ARF - E vai conseguir?
- O problema é que isso é muito contraditório com a situação real que nós vivemos. E os portugueses nãos e deixam enganar. Se o Governo não quer governar, se o Governo não tem respostas é porque é incapaz. E se é incapaz não pode pedir um segundo mandato. O grande debate, a grande censura, o grande debate de escolha de alternativa é o Programa de Estabilidade e Crescimento. Agora, esta posição do PS é uma fuga desesperada em frente e penso que os portugueses nunca aceitariam um jogo político deste tipo. Um Governo que não quer governar é um Governo manhoso.
ARF - Já se viu si, Francisco Louçã, ao lado de José Sócrates na campanha presidencial de Manuel Alegre?
- Não, não me vou ver nem me vejo. Eu estou numa campanha eleitoral com Manuel Alegre e quem lidera a campanha é Manuel Alegre, que tem palavras, como sempre, corajosas e claras sobre o PEC, privatizações, sobre a fractura social. E acho que é essencial uma campanha com essas características. Não sei o que José Sócrates fará. Aliás, ainda não disse nada sobre o assunto até agora.

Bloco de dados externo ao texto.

PR #487, opened 2021-12-14
build(dependencies): downgrade react-test-renderer

akdetrick:
`react-test-renderer` at v17 requires a peer dependency on React 17. This project is at React 16, so we must downgrade  `react-test-renderer` to v16 to properly resolve the peer dependency.


akdetrick:
not sure if we actually need this package...

PR #497, opened 2021-12-16
build(dependencies): rm react-test-renderer; replace node-sass with sass

akdetrick:
- removes unused `react-test-renderer` dependency which declares a peer dep that messes up our dependency tree
- replaces `node-sass` with `sass`. `node-sass` uses `libsass` under the hood which does not yet have support for `arm64` architecture


graphicsforge (approved):
Yeah, that sounds reasonable!
Shouldn't include a testing dependency if we're not using it!

PR #500, opened 2021-12-20
fix(Button): remove width restriction from plain button

akdetrick:
Instead of setting a content max width on every button variant, we can set it only on the plain and secondary variants. Buttons of `plain` type should not have a restricted width.


xiexiewenting (approved):
tried it out on storybook, LGTM! thanks 🎉

PR #504, opened 2021-12-21
fix: sub-header style should display text color as --nds-black

agreatscott:
This style class has relatively little usage currently so the change should be pretty safe.


pr-narmi (approved):

xiexiewenting (approved):
LGTM

Issue #512, opened 2022-01-09
Skeleton state loading component


agreatscott:
### Short Description

A component that displays the loading state as a skeleton, to be used mainly while async operations are processing.

### Mockup

https://zeroheight.com/8ac87d4ba/p/03e21f-loading-states

### Responsibilities

**This component should be responsible for the following:**
- Provide a low fidelity representation of content before it appears on the page. 
- Be configurable as to the size of the content - display text, paragraph, single line, etc.

**This component should NOT be responsible for...**
- anything to do with the async operation or logic that's resulting in the need for the loading state

### Props Signature

```
<LoadingSkeleton
  isLoading={false}
  type="singleLine"
```

```
LoadingSkeleton.propTypes = {
  isLoading: PropTypes.bool,
  type: PropTypes.oneOf(["singleLine", "paragraph", "displayTextLarge" ...])
}
```

For the initial component we could perhaps just support paragraph or display text. For paragraph - it might also be good for the component to take a prop detailing number of lines?

PR #513, opened 2022-01-10
feat(LoadingSkeleton): add component

agreatscott:
close https://github.com/narmi/design_system/issues/512

Should fit the bill as per the design spec, but not sure I love shoving both the title mask and the paragraph mask into one component. My issue is that are prop combinations that have no effect: for example, `lines` and `title` only apply if `content` is set to `paragraph`, and `size` only applies if `content` is set to `displayText`, so maybe it makes sense to have two LoadingShadow components? 

Or I suppose, we could remove the `content` prop altogether, and allow the consumer to set the number of lines, the size of the lines, and whether there is a title row regardless of how certain combinations aren't strictly compatible with the Narmi style guide. 

Then again maybe I'm overthinking it, and this is fine, as long as the props are well documented.

### DIFF
--- a/src/LoadingSkeleton/index.js
+++ b/src/LoadingSkeleton/index.js
@@ -1,0 +1,40 @@
+import React from "react";
+import PropTypes from "prop-types";
+
+/**
+ * Used to mask a limited block of loadable content. When `isLoading` is set to true,
+ * the content area will be be replaced by a shadowed, skeletal imitation of the
+ * pending content.
+ */
+
+ const ParagraphSkeleton = ({ lines=3, showTitle=true}) => (
+  <div className="nds-paragraph-skeleton">
+    {showTitle && <div className="nds-line-block header" />}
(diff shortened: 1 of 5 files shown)


src/LoadingSkeleton/index.js
```diff
@@ -0,0 +1,60 @@
...
+  /**
+   * Only applies if `content` prop is set to `paragraph`.
+   * The number of lines to be shown by the skeleton.
+   */
+  lines: PropTypes.number,
+  /**
+   * Only applies if `content` prop is set to `paragraph`.
+   * When `true`, a skeletal title row will be shown above the first line.
+   */
+  title: PropTypes.bool,
```
akdetrick, line 52: I need to document some preferred naming conventions, but we should prefer an auxiliary verb for boolean props:

```diff
-title: PropTypes.bool,
+hasTitle: PropTypes.bool,
```

akdetrick (changes requested):
one minor naming thing

akdetrick (approved):

PR #517, opened 2022-01-11
style(reset): add reset and base CSS

### LINKED ISSUE #494: [Reset CSS,semantic-ui] - add base custom reset CSS
### Short Description

For components to be as portable as they need to be, NDS needs to be more opinionated about base element styles instead of relying on user agent defaults or base styles in the consumer.

Adding a custom reset on base elements also enables us to [override semantic-ui by changing CSS loading order].(https://github.com/narmi/banking/issues/13781):

The NDS base stylesheet must cover all of the element selectors from our builds of semantic-ui in addition to any sensible defaults we want to set.

#### ⚠️ proceed with caution and test often 🔬

Adding a global custom reset to NDS may have side effects in `banking`. Test for regressions using both load orders for semantic-ui and design_system stylesheets.

akdetrick:
fixes #494 

### What changed
- Adds `reset.css` with common styles to reset/normalize elements across browsers
- Adds `defaults.css` to set NDS default styles on some base elements
- Makes some minor style fixes to bugs exposed by adding base styling

### Why do we need this?
Setting foundational styles helps make NDS styling more portable and predictable across different browsers and consumers. The styles in `default.css` are also essential to overriding [underqualified selectors from semantic ui in banking](https://gist.github.com/akdetrick/72ee0385f10a5b4e14a1326e2a416acc)

---

Tested changes with `1.27.0-beta.0` in banking.

**This is not a high risk change**
`semantic-ui` still comes last in load order in `banking`, so it will override any selectors of the same specificity from NDS. The scarier, higher risk change is adjusting the load order in banking which will be handled by this ticket:
- https://github.com/narmi/banking/issues/13781

### DIFF
--- a/src/Button/index.scss
+++ b/src/Button/index.scss
@@ -1,6 +1,5 @@
 .nds-button,
 .nds-button.resetButton {
-  box-sizing: border-box;
   display: inline-flex;
   position: relative;
   cursor: pointer;
@@ -33,6 +32,8 @@
   background-color: var(--theme-primary);
 
   &:hover {
+    color: var(--color-white);
+    text-decoration: none;
     filter: opacity(80%);
   }
 }
@@ -73,8 +74,10 @@
   font-weight: var(--font-weight-semibold);
   border-radius: 0;
   justify-content: start;
+  min-height: unset;
 
   &:hover {
+    color: var(--theme-primary);
     text-decoration: underline;
   }
 }
--- a/src/Row/index.stories.js
+++ b/src/Row/index.stories.js
@@ -141,7 +141,7 @@ SectionHeaderExample.parameters = {
 
 export const JustifyingContent = () => (
   <div className="nds-typography">
-    <Row justifyContent="end">
+    <Row justifyContent="end" alignItems="center">
       <Row.Item shrink>
         <Button type="plain">Cancel</Button>
       </Row.Item>
--- a/src/base-styles/reset.scss
+++ b/src/base-styles/reset.scss
@@ -1,0 +1,192 @@
+/**
+* reset.css
+* Custom normailze/reset
+*
+* - Normalizes styling across browsers
+* - Sets sensible defaults for base elements
+* - Repeats some key rules from `semantic-ui` that allow us to remove it from consumers
+*/
+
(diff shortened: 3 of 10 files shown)


src/Button/index.scss
```diff
@@ -73,6 +74,7 @@
   font-weight: var(--font-weight-semibold);
   border-radius: 0;
   justify-content: start;
+  min-height: unset;
```
akdetrick, line 77: The deprecated `PlainButton` did not have a min-height and neither should `Button type="plain"`

src/Row/index.stories.js
```diff
@@ -141,7 +141,7 @@ SectionHeaderExample.parameters = {
 
 export const JustifyingContent = () => (
   <div className="nds-typography">
-    <Row justifyContent="end">
+    <Row justifyContent="end" alignItems="center">
```
akdetrick, line 144: now that `<Button type="plain"` no longer has a min height, update code example to vertically align different button types

src/base-styles/typography.scss
```diff
@@ -1,8 +1,4 @@
 .nds-typography {
-  font-family: var(--font-family-default);
-  text-rendering: geometricPrecision;
-  line-height: var(--font-lineHeight-default);
-
```
akdetrick, line 5: These styles are now set globally by `defaults.css`.

src/base-styles/reset.scss
```diff
@@ -0,0 +1,192 @@
...
+* Custom normailze/reset
+*
+* - Normalizes styling across browsers
+* - Sets sensible defaults for base elements
+* - Repeats some key rules from `semantic-ui` that allow us to remove it from consumers
+*/
+
+// border-box on all elements
+html {
+  box-sizing: border-box;
```
wrbrand, line 12: This seemed like the riskiest part of this PR, but looking again this is set in semantic-ui anyway, and our overrides were only to adjust for that in Storybook.

wrbrand (approved):
I've mostly taken a probabilistic approach to reviewing this, but so far all the selectors I've looked at have only had sensible resets here that are accounted for in semantic-ui's reset.

PR #531, opened 2022-01-24
fix(Dialog): address design feedback

### LINKED ISSUE #417: [Dialog] style: design feedback
- [x] remove the `--bordered` style variant from footer; the gradient is enough
- [x] Title color need to be text black, not primary
- [x] Need 8px of spacing after the line before the body text
- [x] "X" needs to be 16px away from the edges on both sides. Currently is more. Also needs to be 12x12 in size and text black
- [x] Padding on all sides should be 40px. Looks like there's a little extra on the top.

----

Screenshot from https://github.com/narmi/banking/issues/14370

akdetrick:
fixes #417 

Updates `Dialog` styling to address design feedback

Screen Shot 2022-01-24 at 3 43 52 PM

### DIFF
--- a/src/Dialog/index.js
+++ b/src/Dialog/index.js
@@ -80,14 +80,17 @@ const Dialog = ({
             <span className="narmi-icon-x"></span>
           </button>
         </div>
-        <div ref={contentRef} className="nds-dialog-content nds-typography">
+        <div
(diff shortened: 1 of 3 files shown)


xiexiewenting (approved):
looked at the storybook component, and it looked great!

ARF - Vamos ver o que fará.
- Não disse nada. Não sei o que fará, nem me interessa. O que me interessa é que é preciso uma campanha que possa desafiar a eleição, capaz de concorrer ao nível da candidatura de Cavaco Silva e que seja coerente. Na coerência eu sinto-me muito bem.
ND - Alegre não é o candidato do BE?
- Não. Como não é o candidato de nenhum partido. Está acima dos partidos.
ARF - Alegre defende hoje uma política completamente oposta ao do PS.
- É a que ele sempre teve. Repare. Ele deixou de ser deputado por ter votado contra o Código de Trabalho.
ARF - Cavaco Silva, neste momento, está calado sobre o PEC e outras coisas.
- O Presidente da República concorda com o programa das privatizações que vêm da história do seu Governo. José Sócrates está muito próximo de Cavaco Silva em todas as questões económicas e sociais fundamentais. E creio que os portugueses sentem isso muito bem.